_Assignment:_
Go to the line holding "FATSIZE=$(( FATCYLS * 504 ))" in the entries below and write out exactly every line down to and including the line holding "--- a/src/config/local/.gitignore".

_Data to use:_
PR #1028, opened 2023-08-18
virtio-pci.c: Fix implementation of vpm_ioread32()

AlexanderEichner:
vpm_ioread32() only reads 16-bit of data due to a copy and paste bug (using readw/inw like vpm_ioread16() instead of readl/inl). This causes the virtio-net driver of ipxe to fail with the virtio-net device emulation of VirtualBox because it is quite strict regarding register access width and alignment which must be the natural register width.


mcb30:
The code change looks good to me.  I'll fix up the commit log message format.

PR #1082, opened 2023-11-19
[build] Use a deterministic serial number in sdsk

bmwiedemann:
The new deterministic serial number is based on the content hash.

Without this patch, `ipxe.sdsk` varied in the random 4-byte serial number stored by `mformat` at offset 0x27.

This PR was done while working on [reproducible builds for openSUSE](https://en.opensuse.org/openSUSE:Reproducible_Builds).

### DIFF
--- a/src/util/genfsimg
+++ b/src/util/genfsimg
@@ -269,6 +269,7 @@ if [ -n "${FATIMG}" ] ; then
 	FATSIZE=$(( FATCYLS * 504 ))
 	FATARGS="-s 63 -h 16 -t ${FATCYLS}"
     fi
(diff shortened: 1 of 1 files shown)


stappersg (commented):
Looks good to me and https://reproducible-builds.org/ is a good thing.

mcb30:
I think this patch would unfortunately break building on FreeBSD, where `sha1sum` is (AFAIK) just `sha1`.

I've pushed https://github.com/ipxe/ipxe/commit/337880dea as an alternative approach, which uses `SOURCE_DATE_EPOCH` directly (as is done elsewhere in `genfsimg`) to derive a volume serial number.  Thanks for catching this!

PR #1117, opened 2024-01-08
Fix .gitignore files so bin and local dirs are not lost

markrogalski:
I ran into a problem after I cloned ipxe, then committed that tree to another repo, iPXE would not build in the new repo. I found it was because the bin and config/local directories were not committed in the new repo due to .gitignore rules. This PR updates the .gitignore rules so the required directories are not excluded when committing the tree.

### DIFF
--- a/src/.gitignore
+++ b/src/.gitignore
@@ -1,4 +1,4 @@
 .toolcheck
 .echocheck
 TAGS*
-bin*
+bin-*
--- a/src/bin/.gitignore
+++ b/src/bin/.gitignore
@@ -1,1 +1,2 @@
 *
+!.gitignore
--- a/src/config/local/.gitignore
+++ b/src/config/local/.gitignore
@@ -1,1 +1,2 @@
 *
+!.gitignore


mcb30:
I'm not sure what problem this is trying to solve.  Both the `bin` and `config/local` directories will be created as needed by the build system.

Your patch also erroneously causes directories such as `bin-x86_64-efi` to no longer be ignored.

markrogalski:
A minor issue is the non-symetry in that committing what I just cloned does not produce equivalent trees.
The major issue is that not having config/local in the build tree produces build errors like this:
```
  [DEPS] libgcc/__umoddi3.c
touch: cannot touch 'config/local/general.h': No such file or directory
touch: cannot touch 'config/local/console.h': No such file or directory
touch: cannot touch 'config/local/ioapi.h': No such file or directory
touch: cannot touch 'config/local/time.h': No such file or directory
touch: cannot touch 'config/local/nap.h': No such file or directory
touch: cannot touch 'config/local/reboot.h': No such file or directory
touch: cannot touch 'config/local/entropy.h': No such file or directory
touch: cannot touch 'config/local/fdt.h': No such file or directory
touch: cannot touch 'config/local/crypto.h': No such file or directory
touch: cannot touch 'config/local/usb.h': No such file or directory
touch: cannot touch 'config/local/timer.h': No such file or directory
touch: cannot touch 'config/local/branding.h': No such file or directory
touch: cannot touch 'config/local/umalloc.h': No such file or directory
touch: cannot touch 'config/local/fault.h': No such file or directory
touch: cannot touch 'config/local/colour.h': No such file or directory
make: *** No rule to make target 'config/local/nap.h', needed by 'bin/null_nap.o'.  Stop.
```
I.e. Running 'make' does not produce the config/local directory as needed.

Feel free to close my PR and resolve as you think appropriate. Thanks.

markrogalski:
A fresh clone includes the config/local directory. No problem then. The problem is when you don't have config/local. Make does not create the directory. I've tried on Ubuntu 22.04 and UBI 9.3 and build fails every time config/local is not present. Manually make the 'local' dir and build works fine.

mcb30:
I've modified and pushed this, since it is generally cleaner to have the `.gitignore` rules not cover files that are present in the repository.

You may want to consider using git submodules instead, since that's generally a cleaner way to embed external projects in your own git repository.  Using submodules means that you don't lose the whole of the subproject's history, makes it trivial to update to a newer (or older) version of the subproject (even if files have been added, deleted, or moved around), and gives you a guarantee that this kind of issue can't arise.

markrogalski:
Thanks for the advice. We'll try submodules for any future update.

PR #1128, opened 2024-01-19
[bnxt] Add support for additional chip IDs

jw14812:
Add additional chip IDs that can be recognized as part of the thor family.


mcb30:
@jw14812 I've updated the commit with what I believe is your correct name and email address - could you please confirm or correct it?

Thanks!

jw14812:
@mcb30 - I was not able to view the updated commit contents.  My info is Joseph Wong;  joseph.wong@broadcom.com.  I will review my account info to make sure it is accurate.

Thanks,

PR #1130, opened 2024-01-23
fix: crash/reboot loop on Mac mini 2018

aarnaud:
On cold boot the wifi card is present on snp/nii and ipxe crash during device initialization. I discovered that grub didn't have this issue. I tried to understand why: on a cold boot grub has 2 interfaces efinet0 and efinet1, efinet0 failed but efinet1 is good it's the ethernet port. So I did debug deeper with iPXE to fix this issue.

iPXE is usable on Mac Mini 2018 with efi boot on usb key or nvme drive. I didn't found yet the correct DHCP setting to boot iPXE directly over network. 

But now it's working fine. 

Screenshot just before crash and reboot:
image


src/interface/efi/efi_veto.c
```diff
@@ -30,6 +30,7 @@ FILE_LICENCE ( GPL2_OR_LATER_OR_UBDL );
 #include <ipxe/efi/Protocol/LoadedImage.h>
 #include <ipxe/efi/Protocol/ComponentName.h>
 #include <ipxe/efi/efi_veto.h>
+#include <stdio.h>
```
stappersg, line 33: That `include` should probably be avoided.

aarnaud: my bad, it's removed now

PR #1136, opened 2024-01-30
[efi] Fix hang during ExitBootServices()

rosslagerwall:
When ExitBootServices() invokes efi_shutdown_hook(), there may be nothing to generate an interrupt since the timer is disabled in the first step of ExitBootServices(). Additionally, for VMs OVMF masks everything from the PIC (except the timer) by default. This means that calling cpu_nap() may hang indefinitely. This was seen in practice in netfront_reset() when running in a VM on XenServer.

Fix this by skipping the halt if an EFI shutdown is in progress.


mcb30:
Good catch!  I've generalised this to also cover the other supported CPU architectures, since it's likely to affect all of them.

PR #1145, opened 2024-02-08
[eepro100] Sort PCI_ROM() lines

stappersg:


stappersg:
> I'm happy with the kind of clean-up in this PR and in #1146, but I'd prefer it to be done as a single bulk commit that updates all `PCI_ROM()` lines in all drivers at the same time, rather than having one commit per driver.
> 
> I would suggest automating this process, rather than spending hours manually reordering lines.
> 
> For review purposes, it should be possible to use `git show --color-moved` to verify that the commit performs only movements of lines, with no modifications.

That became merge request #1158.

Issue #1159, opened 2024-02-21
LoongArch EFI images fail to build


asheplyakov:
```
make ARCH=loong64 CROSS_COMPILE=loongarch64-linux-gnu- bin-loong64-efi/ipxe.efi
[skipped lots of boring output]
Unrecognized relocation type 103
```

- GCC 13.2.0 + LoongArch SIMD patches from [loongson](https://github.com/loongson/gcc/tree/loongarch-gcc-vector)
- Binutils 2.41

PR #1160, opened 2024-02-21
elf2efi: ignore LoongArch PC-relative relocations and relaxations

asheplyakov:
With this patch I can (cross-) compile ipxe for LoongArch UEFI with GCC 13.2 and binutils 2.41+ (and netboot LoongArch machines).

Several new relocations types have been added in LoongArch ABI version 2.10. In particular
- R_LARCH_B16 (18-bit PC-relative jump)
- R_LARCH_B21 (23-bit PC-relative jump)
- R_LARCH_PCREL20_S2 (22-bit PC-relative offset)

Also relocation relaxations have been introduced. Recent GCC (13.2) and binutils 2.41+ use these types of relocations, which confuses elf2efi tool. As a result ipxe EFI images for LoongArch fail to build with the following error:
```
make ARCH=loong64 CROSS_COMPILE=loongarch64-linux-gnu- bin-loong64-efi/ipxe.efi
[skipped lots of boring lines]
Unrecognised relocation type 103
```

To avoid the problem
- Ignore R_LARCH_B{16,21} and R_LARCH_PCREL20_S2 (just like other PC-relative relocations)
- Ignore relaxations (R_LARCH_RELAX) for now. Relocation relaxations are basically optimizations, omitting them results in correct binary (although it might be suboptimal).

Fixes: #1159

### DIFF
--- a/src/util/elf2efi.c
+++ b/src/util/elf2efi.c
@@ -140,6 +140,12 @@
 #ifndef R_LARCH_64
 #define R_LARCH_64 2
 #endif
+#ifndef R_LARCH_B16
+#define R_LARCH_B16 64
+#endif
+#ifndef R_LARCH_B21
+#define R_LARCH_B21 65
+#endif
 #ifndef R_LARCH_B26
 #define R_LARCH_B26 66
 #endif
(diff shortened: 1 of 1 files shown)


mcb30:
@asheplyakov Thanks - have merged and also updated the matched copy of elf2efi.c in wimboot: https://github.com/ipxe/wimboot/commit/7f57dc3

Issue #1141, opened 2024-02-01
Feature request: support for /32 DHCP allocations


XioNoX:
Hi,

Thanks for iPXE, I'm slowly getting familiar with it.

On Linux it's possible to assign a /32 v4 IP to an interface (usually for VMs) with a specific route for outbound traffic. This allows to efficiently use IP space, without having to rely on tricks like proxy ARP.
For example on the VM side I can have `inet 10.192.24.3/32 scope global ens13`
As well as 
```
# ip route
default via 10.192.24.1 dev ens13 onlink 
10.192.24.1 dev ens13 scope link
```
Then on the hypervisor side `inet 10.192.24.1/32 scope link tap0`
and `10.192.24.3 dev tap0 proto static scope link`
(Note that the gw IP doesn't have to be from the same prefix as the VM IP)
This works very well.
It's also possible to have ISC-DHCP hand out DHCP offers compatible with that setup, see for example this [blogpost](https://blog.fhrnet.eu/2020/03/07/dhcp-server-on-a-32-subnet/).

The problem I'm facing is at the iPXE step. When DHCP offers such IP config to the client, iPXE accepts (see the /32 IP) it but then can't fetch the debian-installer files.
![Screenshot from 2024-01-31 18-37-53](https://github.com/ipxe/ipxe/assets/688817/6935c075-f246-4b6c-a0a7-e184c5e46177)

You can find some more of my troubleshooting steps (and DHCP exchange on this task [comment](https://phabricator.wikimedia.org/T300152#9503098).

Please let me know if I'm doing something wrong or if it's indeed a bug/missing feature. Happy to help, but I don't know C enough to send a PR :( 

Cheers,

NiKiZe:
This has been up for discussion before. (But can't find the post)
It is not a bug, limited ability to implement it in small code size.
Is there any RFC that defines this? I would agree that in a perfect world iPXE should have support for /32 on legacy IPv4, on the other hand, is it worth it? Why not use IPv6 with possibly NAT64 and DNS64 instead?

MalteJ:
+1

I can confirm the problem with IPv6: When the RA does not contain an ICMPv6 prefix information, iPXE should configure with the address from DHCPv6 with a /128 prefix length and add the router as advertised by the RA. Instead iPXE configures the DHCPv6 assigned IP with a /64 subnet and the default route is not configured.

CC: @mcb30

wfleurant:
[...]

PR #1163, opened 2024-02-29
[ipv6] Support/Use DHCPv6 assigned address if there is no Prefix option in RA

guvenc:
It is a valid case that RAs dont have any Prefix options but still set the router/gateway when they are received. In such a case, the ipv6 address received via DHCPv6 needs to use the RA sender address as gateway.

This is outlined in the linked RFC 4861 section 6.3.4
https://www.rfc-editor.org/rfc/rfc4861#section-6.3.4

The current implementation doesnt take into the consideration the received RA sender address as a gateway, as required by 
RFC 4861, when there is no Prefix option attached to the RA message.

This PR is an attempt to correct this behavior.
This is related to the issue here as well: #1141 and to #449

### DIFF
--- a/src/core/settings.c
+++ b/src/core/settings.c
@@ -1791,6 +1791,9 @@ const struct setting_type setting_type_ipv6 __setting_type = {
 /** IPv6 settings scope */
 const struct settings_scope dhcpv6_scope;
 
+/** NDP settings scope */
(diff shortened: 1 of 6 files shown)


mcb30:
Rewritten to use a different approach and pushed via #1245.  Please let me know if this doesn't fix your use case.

_Output:_
 	FATSIZE=$(( FATCYLS * 504 ))
 	FATARGS="-s 63 -h 16 -t ${FATCYLS}"
     fi
(diff shortened: 1 of 1 files shown)


stappersg (commented):
Looks good to me and https://reproducible-builds.org/ is a good thing.

mcb30:
I think this patch would unfortunately break building on FreeBSD, where `sha1sum` is (AFAIK) just `sha1`.

I've pushed https://github.com/ipxe/ipxe/commit/337880dea as an alternative approach, which uses `SOURCE_DATE_EPOCH` directly (as is done elsewhere in `genfsimg`) to derive a volume serial number.  Thanks for catching this!

PR #1117, opened 2024-01-08
Fix .gitignore files so bin and local dirs are not lost

markrogalski:
I ran into a problem after I cloned ipxe, then committed that tree to another repo, iPXE would not build in the new repo. I found it was because the bin and config/local directories were not committed in the new repo due to .gitignore rules. This PR updates the .gitignore rules so the required directories are not excluded when committing the tree.

### DIFF
--- a/src/.gitignore
+++ b/src/.gitignore
@@ -1,4 +1,4 @@
 .toolcheck
 .echocheck
 TAGS*
-bin*
+bin-*
--- a/src/bin/.gitignore
+++ b/src/bin/.gitignore
@@ -1,1 +1,2 @@
 *
+!.gitignore
--- a/src/config/local/.gitignore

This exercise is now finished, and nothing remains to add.